The task:
Each line of the records below that holds "changes" should be copied out.

Records from a data collection

☆ ☆ ☆ ☆ ☆

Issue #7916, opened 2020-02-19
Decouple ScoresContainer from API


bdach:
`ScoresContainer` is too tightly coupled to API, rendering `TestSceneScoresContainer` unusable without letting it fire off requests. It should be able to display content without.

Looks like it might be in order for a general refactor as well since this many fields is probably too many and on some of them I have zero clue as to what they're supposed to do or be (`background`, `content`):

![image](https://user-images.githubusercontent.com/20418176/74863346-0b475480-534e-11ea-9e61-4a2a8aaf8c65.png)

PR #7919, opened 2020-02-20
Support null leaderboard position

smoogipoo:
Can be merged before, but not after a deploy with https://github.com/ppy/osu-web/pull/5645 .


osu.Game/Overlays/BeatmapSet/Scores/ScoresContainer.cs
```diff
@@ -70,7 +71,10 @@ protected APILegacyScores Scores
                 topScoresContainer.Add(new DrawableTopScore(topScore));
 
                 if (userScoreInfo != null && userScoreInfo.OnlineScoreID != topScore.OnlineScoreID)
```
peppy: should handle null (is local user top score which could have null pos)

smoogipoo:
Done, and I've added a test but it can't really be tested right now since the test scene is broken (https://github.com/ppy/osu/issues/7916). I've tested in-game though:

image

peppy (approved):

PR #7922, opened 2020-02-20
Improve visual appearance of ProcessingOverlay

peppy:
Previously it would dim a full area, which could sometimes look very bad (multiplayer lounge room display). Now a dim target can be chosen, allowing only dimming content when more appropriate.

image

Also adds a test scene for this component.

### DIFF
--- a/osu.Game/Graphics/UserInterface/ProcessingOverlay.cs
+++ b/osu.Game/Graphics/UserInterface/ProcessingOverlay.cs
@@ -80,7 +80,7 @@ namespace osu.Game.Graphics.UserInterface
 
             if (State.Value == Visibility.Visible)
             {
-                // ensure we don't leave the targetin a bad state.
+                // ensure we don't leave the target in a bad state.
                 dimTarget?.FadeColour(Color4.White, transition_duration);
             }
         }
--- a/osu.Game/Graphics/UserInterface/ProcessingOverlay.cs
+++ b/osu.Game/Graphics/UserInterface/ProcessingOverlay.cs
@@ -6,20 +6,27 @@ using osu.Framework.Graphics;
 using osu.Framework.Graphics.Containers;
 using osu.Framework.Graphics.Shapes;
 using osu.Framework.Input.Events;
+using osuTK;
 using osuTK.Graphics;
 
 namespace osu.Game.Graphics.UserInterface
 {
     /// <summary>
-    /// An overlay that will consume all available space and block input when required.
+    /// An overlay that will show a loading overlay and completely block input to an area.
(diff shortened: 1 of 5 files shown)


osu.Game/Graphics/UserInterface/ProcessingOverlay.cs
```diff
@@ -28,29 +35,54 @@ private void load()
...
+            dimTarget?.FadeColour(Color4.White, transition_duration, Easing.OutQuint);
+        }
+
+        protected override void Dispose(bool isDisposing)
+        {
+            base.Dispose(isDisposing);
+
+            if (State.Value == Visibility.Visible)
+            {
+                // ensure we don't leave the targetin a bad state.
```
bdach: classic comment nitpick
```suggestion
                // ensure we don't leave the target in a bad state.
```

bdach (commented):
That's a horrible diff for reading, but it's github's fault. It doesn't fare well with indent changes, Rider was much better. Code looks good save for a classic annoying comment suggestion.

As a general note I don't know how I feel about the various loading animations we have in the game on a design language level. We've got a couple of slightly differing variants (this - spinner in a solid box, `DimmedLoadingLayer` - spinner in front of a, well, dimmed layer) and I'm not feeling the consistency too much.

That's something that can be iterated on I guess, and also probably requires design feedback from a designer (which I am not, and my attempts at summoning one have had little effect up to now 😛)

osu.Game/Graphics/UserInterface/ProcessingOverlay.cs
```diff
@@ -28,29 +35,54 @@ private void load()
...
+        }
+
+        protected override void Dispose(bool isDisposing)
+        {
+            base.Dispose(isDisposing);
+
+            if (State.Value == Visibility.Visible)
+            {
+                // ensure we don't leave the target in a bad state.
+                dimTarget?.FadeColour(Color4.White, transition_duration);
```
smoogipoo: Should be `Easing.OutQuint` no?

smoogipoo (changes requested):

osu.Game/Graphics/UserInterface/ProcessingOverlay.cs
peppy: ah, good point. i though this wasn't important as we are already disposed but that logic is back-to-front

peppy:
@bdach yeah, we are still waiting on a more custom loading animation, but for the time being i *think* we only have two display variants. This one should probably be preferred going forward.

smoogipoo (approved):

☆ ☆ ☆ ☆ ☆

Exercise answer:
That's a horrible diff for reading, but it's github's fault. It doesn't fare well with indent changes, Rider was much better. Code looks good save for a classic annoying comment suggestion.
smoogipoo (changes requested):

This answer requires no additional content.